My Hadoop-related Speaking Schedule

I'm back from the US, where I had lots of fun getting the HA HDP-1 stuff out the door -I know about Linux Resource Agents, and too much about Bash -though that knowledge turns out to be terrifyingly useful.

Here's a pic of me sitting outside a cabin in Yosemite Valley where we spent a couple of nights -Camp 4 wasn't on the permitted accommodation list this time.
Curry Camp Cabin, Yosemite

Some people may be thinking "cabin?" "Yosemite?" and "Isn't that where all those people caught Hantavirus and died?". The answer is yes -though they were in wooden-walled tent-things about 100 metres away, and the epidemology assessments show that even for them the risk is very small. The press like headlines like "20,000 people may be at risk" -missing the point that the larger the set of people "present" for the same number of "ill", the smaller P(ill | present). Which is good as P(die | ill)=0.4.

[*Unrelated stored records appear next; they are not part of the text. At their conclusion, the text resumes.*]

PR #65, opened 2022-03-17
Updates memcoin to have automatic setup

nkcr:
- with the `--postinstall` option when running `memcoin start`, the CLI will automatically start and initializes its services
- also fixes the Neff handler to sync the manager in case it can't send the transaction to the pool


nkcr:
@pierluca @jbsv I'm merging as is. Can be review in postmortem.

PR #71, opened 2022-03-23
Modify cast ballot to handle the new election format

cmsigrist:
- [x] Display the content of an election in the Vote tab according to the new election format
- [x] Add input checks on the content of a ballot before it can be cast
- [x] Encode ballots
- [x] Add a mock to cast a ballot
- [ ] Make Regex checks and error message more user friendly


web/frontend/src/pages/ballot/ShowTexts.tsx
```diff
@@ -0,0 +1,75 @@
...
+    for (const answer of newAnswers.TextAnswers[questionIndex].Answers) {
+      if (!regexp.test(answer) && answer !== '') {
+        newAnswers.Errors[errorIndex].Message = t('regexpCheck', { regexp: question.Regex });
+      }
+    }
+  }
+  setAnswers(newAnswers);
+};
+
+const textDisplay = (
```
nkcr, line 53: This is wrong. Your [hook](https://reactjs.org/docs/hooks-intro.html) must start with a capital letter, and embed its functions. It should look like as follow:

```ts
type TextDisplayProps = {
  choice: string;
  question: Text;
  answers: Answers;
  setAnswers: React.Dispatch<React.SetStateAction<Answers>>;
};

const TextDisplay: FC<TextDisplayProps> = ({ choice, question, answers, setAnswers }) => {
  const handleTextInput = (e: React.ChangeEvent<HTMLInputElement>) => {
    const { questionIndex, choiceIndex, errorIndex, newAnswers } = getIndices(
      question,
      choice,
      answers,
      TEXT
    );

    newAnswers.TextAnswers[questionIndex].Answers[choiceIndex] = e.target.value.trim();
    newAnswers.Errors[errorIndex].Message = '';

    if (question.Regex) {
      const regexp = new RegExp(question.Regex);
      for (const answer of newAnswers.TextAnswers[questionIndex].Answers) {
        if (!regexp.test(answer) && answer !== '') {
          newAnswers.Errors[errorIndex].Message = t('regexpCheck', { regexp: question.Regex });
        }
      }
    }
    setAnswers(newAnswers);
  };

  return (
    <div>
      <label htmlFor={choice} className="text-gray-600">
        {choice + ': '}
      </label>
      <input
        id={choice}
        type="text"
        key={choice}
        className="mt-1 sm:text-sm border rounded-md w-1/2"
        onChange={handleTextInput}
      />
    </div>
  );
};
```

And used like that:

```ts
                  <div className="pl-8">
                    {(question.Content as Text).Choices.map((choice) => (
                      <TextDisplay
                        choice={choice}
                        question={question.Content as Text}
                        answers={answers}
                        setAnswers={setAnswers}
                      />
                    ))}
                  </div>
```

nkcr: Same for other places. Use Hooks instead of standard functions. A Hook defines a self-contained element, with its functions, states, and view.

nkcr (changes requested):
Thanks, the results looks really nice 👌 

However there seems to be some misuse of React component that requires some rework. Also added some comments about formatting: in general let your code breath with empty returns, instead of concatenating everything. 

I'm waiting for you to update the code with my comments before going deeper into the review.

web/frontend/src/pages/ballot/ShowTexts.tsx
cmsigrist: Ok, yes, it looks better, thank you :)

web/frontend/src/pages/ballot/Show.tsx
```diff
@@ -80,60 +104,144 @@ const Ballot: FC = () => {
...
+          <div className="px-8">
+            <div>
+              {question.Type === SUBJECT ? (
+                <h3 className="font-bold text-lg text-gray-600">{question.Content.Title}</h3>
+              ) : (
+                <h3 className="text-lg text-gray-600">{question.Content.Title}</h3>
+              )}
+            </div>
+            <div>
+              {question.Type === SELECT ? (
```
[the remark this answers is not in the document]
cmsigrist: So I could move the `switch(question.Type)` in a `render` function, which would then return the correct sub-components (`TextDisplay`, etc...) ?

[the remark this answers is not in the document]
nkcr: I was more thinking about updating the `question` interface with `renderText()` `renderSelect()`.... functions.
Then you could have:

```js
{question.Type === SUBJECT ? (
  {question.renderSubject(...)}
)}

{question.Type === TEXT ? (
  {question.renderText(...)}
)}

...
```

web/frontend/src/pages/ballot/ShowRanks.tsx
```diff
@@ -0,0 +1,123 @@
...
+const rankDisplay = (
+  rankIndex: number,
+  choice: string,
+  question: Rank,
+  answers: Answers,
+  setAnswers: React.Dispatch<React.SetStateAction<Answers>>
+) => {
+  return (
+    <Draggable key={choice} draggableId={choice} index={rankIndex}>
+      {(provided) => (
```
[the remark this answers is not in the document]
cmsigrist: To be honest, I'm not entirely sure how this whole drag and drop works... But apparently a Draggable props has children of type 
```
DraggableChildrenFn = (
  **DraggableProvided**,
  DraggableStateSnapshot,
  DraggableRubric,
) => Node; 
```
So I guess this is where the `provided` comes from ?
(https://github.com/atlassian/react-beautiful-dnd/blob/master/docs/api/draggable.md#draggable-props)

web/frontend/package.json
```diff
@@ -26,12 +27,14 @@
     "i18next-browser-languagedetector": "^6.1.3",
     "prop-types": "^15.8.1",
     "react": "^17.0.2",
+    "react-beautiful-dnd": "^13.1.0",
```
nkcr, line 30: You need to add the corresponding typescript types: https://www.npmjs.com/package/@types/react-beautiful-dnd

nkcr: (as a dev dependency: `npm install -D @types/react-beautiful-dnd`)

web/frontend/src/pages/ballot/QuestionDisplay.tsx
```diff
@@ -0,0 +1,107 @@
...
+        <Droppable droppableId={String(rank.ID)}>
+          {(provided) => (
+            <ul
+              className={question.Content.ID}
+              {...provided.droppableProps}
+              ref={provided.innerRef}>
+              {Array.from(
+                answers.RankAnswers.find((r: RankAnswer) => r.ID === rank.ID).Answers.entries()
+              ).map(([rankIndex, choiceIndex]) => (
+                <RankDisplay
```
nkcr, line 40: Be careful when using lists and maps: https://reactjs.org/docs/lists-and-keys.html#keys

web/frontend/src/pages/ballot/ShowRanks.tsx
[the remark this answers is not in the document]
nkcr: As I was curious I discovered this is a "[render-props](https://reactjs.org/docs/render-props.html)". A way for the component to let the user define how the component can be rendered. The component provides the variables (`provided`) and the user defines what to render with them.

This is nothing but another variables passed to the component (i.e. a "render" function). The following is equivalent:

```ts
        <Droppable
          droppableId={String(rank.ID)}
          children={(provided) => (
            <ul
              className={question.Content.ID}
              {...provided.droppableProps}
              ref={provided.innerRef}>
              {Array.from(
                answers.RankAnswers.find((r: RankAnswer) => r.ID === rank.ID).Answers.entries()
              ).map(([rankIndex, choiceIndex]) => (
                <RankDisplay
                  rankIndex={rankIndex}
                  choice={rank.Choices[choiceIndex]}
                  question={rank}
                  answers={answers}
                  setAnswers={setAnswers}
                />
              ))}
              {provided.placeholder}
            </ul>
          )}
        />
```

web/frontend/src/components/utils/useConfiguration.tsx
```diff
@@ -0,0 +1,165 @@
...
+        Message: '',
+      });
+    }
+  }
+
+  return numberOfQuestion;
+}
+
+// On Configuration changes, iterate over the top-level Subjects of the Configuration
+// to sort the questions and initialize the corresponding Answers.
```
nkcr, line 130:
```ts
// On Configuration changes, iterate over the top-level Subjects of the
// Configuration to sort the questions and initialize the corresponding Answers.
```

web/frontend/src/components/utils/useConfiguration.tsx
```diff
@@ -0,0 +1,165 @@
...
+  TextAnswer,
+} from 'types/configuration';
+
+// Flattens and re-orders the questions (as the first object encountered in a
+// Subject might not be the first that needs to be displayed according to the Order).
+// Adds a ParentID for later rendering and initializes the Answers.
+function flattenSubject(
+  subject: Subject,
+  parentId: ID,
+  sortedQuestions: Array<Question>,
```
nkcr, line 26: this array is not sorted, but contains elements that have a sorted "Order" property. Am I correct ? If that's the case then the naming is misleading.

web/frontend/src/pages/ballot/Show.tsx
```diff
@@ -80,76 +92,90 @@ const Ballot: FC = () => {
...
-    sendBallot();
-    userErrors.noCandidate = '';
-    setUserErrors(userErrors);
   };
 
-  const electionClosedDisplay = () => {
-    return <div> {t('voteImpossible')}</div>;
-  };
+  const subjectTree = (sorted: Question[], parentId: ID) => {
+    const questions = sorted.filter((question) => question.ParentID === parentId);
```
nkcr, line 104: That's pretty inefficient. Why do you need an ordered "flat" list of elements after all ? 
Each subject should have: 

1. The list of element IDs, to specify the subject elements' order
2. A dictionary that maps an element ID to the element (Rank, Select, Subject, Text).

Like so you can do: 

```ts
const SubjectTree = (subject) => {
for id in subject.Order {
  const element  = subject.elements[id];
  {element.Type === SUBJECT ? <SubjectTree subject={subject}/>}
  {element.Type === RANK ? <Rank rank={element}}
  ...
}
```

Then all you need to do is to construct such Array of subjects, that contains the Order, and the Map (replaces what is done in `useConfiguration`. Also, instead of having `question.render...` it would be nicer to directly insert the component like `<Rank/>`.

web/frontend/src/pages/ballot/components/HandleAnswers.tsx
```diff
@@ -0,0 +1,121 @@
...
+    SelectAnswers: Array.from(answers.SelectAnswers),
+    RankAnswers: Array.from(answers.RankAnswers),
+    TextAnswers: Array.from(answers.TextAnswers),
+    Errors: Array.from(answers.Errors),
+  };
+
+  return newAnswers;
+}
+
+export function getIndices(
```
nkcr, line 28: Please add a comment
(same bellow)

web/frontend/src/components/utils/useConfiguration.tsx
```diff
@@ -0,0 +1,165 @@
...
+  }, [configuration]);
+
+  return {
+    sortedQuestions,
+    answers,
+    setAnswers,
+  };
+};
+
+export default useConfiguration;
```
nkcr, line 165: see my comment on `web/frontend/src/pages/ballot/Show.tsx`. It seems that this can be simplified.

web/frontend/src/pages/ballot/Show.tsx
```diff
@@ -9,32 +10,41 @@ import { ROUTE_BALLOT_INDEX } from '../../Routes';
...
-  const { postData } = usePostCall(setPostError);
+  //const [showFlash, setShowFlash] = useState(false);
   const [showModal, setShowModal] = useState(false);
   const [modalText, setModalText] = useState(t('voteSuccess') as string);
+  const { postData } = usePostCall(setPostError);
 
   useEffect(() => {
     if (postRequest !== null) {
-      setPostError('');
+      //postData(ENDPOINT_EVOTING_CAST_BALLOT, postRequest, setShowFlash);
```
nkcr, line 44: yep, we might in the end use modal instead of flash. If that's the case then commented code should be removed.

web/frontend/src/pages/election/Show.tsx
```diff
@@ -43,11 +41,11 @@ const ElectionShow: FC = () => {
     <div className="election-details-box">
       {!loading ? (
         <div>
-          <h1>{title}</h1>
+          <h1>{electionTitle}</h1>
           <div className="election-details-wrapper">
             {isResultSet ? (
               <div className="election-wrapper-child">
-                <Result resultData={result} candidates={candidates} />
+                {/* TODO: <Result resultData={result} candidates={candidates} />*/}
```
nkcr, line 48: TODOs must be linked to Github issues so we can keep track of them and also have more context (i.e. explanation). Must then be of form `TODO: #343 (add result, blabla)`.

web/frontend/src/types/configuration.ts
```diff
@@ -0,0 +1,99 @@
...
+  Title: string;
+  MaxN: number;
+  MinN: number;
+  Choices: Array<string>;
+}
+
+export interface Subject {
+  ID: ID;
+  Title: string;
+  // Order defines the order of the different question, which all have a unique
```
nkcr, line 42:
```suggestion
  // Order defines the order of the different subject elements, which all have a unique
```

web/frontend/src/types/configuration.ts
```diff
@@ -0,0 +1,99 @@
...
+  Texts?: Array<TextQuestion>;
+}
+
+// Configuration contains the configuration of a new poll.
+export interface Configuration {
+  MainTitle: string;
+  Scaffold: Array<Subject>;
+}
+
+export interface Question {
```
nkcr, line 57: This is misleading, as a `Subject` is not a question. Should better be like `SubjectElement`, or `FormElement`.

nkcr (changes requested):
Great work, this is becoming nice 👍 
Given the number of lines I couldn't make an extensive review, but you'll find already quite some elements I feel need to be updated.

web/frontend/src/pages/ballot/BallotCast.tsx
```diff
@@ -0,0 +1,42 @@
...
+import { useTranslation } from 'react-i18next';
+import { useNavigate } from 'react-router-dom';
+
+type BallotCastProps = {
+  postError: string;
+  showFlash: boolean;
+};
+
+// Warning: Can't perform a React state update on an unmounted component. This is a no-op, but it indicates a memory leak in your application. To fix, cancel all subscriptions and asynchronous tasks in a useEffect cleanup function.
+// Ballot@https://localhost:3000/static/js/bundle.js:5481:69
```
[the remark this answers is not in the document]
cmsigrist: Sorry, I forgot to remove this (it works, but the BallotCast might be entirely removed if we use a modal instead)

web/frontend/src/pages/ballot/Show.tsx
cmsigrist: This indeed looks a looot better ! I wasn't sure at first how to recursively display elements, so I fell across this tutorial where they flattened their data, hence the mess in useConfiguration .... 😅

web/frontend/src/components/utils/useConfiguration.tsx
```diff
@@ -0,0 +1,165 @@
...
+    ParentID: parentId,
+    Type: SUBJECT,
+    Content: subject,
+    render: renderSubject,
+  });
+
+  // The number of Question inside of a top-level Subjects (i.e a with ParentID = ROOT_ID)
+  let numberOfQuestion = 1;
+
+  if (subject.Subjects) {
```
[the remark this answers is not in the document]
cmsigrist: In the interface we created, each of the element can be undefined, so it would be necessary. But then again it might be 
better to have them as either null | Subject (text, rank, select ....) ?

web/frontend/src/types/getObjectType.ts
```diff
@@ -1,44 +1,58 @@
 import ShortUniqueId from 'short-unique-id';
-import { Rank, Select, Subject, Text } from './configuration';
+import {
```
nkcr, line 2: Something I'm not 100% convinced with, though I'm not that far:
Use instead `import * as types from './configuration';`. It makes the import list smaller, and the code easier to read since you know where the element comes from. For example:
```ts
const newSubject = (): types.Subject => {
```

what do you think ? It also applies on some other files.

nkcr (commented):
Some great improvements there, very nice !👌 
Got a couple of minor comments, after which we can merge!

web/frontend/src/pages/ballot/Show.tsx
```diff
@@ -48,108 +66,139 @@ const Ballot: FC = () => {
...
+        {element.Type === TEXT ? (
+          <Text text={element as TextQuestion} answers={answers} setAnswers={setAnswers} />
+        ) : null}
+      </div>
+    );
   };
 
-  const possibleChoice = (candidate) => {
+  const SubjectTree = (subjectElement: SubjectElement) => {
+    const subject = subjectElement as Subject;
```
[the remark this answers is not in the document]
cmsigrist: Since subject.Elements contains SubjectElements, and SubjectTree is called recursively on them I thought it made sense, but yes it's better to actually only do a cast if the SubjectElements is a Subject !

web/frontend/src/pages/ballot/components/HandleAnswers.tsx
```diff
@@ -0,0 +1,117 @@
+import { t } from 'i18next';
```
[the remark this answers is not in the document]
cmsigrist: Just to be sure files that contains Component should be  named in PascalCase and file that only contains functions or const use camelCase ?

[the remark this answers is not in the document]
nkcr: React is opinionated about that and I haven't enforced it so far. We can follow Airbnb rules that use PascalCase (https://github.com/airbnb/javascript/tree/master/react#naming).

web/frontend/src/types/getObjectType.ts
cmsigrist: Yes, good idea, some function might become a bit clunky with all the types.Text etc but I think overall it would make things clearer

nkcr: I would do it only when the import list is big, or when it adds clarity.

nkcr (approved):
LGTM ! 🚀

Even so,  I've had some good discussions with the family doctor and the UK Health Protection Agency, who did write a letter saying "if you show symptoms of flu within 6 weeks of visiting, get to a hospital for a blood test". As the doctor said "we don't get many cases of Hantavirus in Bristol", so it's not something they are geared up for. You know that when they start looking at the same web pages you've already read.

Well, we've got 1-2 weeks left to go. And it was excellent in Yosemite, though next time I'd stay more in Tolumne Meadows than in the valley itself (too busy), and maybe sort out the paperwork to go back-country. 


Assuming that I remain alive for the next fortnight, here are where I'm going to be speaking over the next few months.

Strata EU: Data Availability and Integrity in Apache Hadoop.

I've already done a preview of the talk at a little workshop in Bristol -the live demo of RHEL HA failover did work, so I hope to repeat it. I'll be manning the Hortonworks Booth and wearing branded T-shirts, so will be findable -though I plan to attend some of the talks. In particular, one of the people behind Spatial Analyis UK will be talking -and I just love their maps.

Big Data Con London, Hadoop as a Data Refinery.

Here I'll be exploring the "Data Refinery" metaphor as a way to visualise and communicate the role of the Hadoop stack in existing organisations.

ApacheCon EU, Introduction to Hadoop-dev.

I'm going to talk about the Hadoop development process, QA and testing, contributions. This isn't going be a basic "here's SVN", or a "Hortonworks and Cloudera can handle everything" talk, but one that looks at the current process -both strengths and weaknesses. As a committer who was not only on their own for some years, but still in a different TZ, I know the problems that arise. I believe it is essential for people using Hadoop in the field to get their feedback in, through JIRA, tests & patches. If there is one thing that I think needs work is to have a semi-formalised process for external projects to do mentored work relating to Hadoop. That's companies, individuals, interns and university research. All to often we don't know that someone is working on a feature until they turn up with something big that cuts across the projects -and at that point it's too late to shape, to open up to external input, or to even comprehend. Just as apache has an incubator, I think we need something structured -as the alternative is that this work falls on the floor and ends up wasted.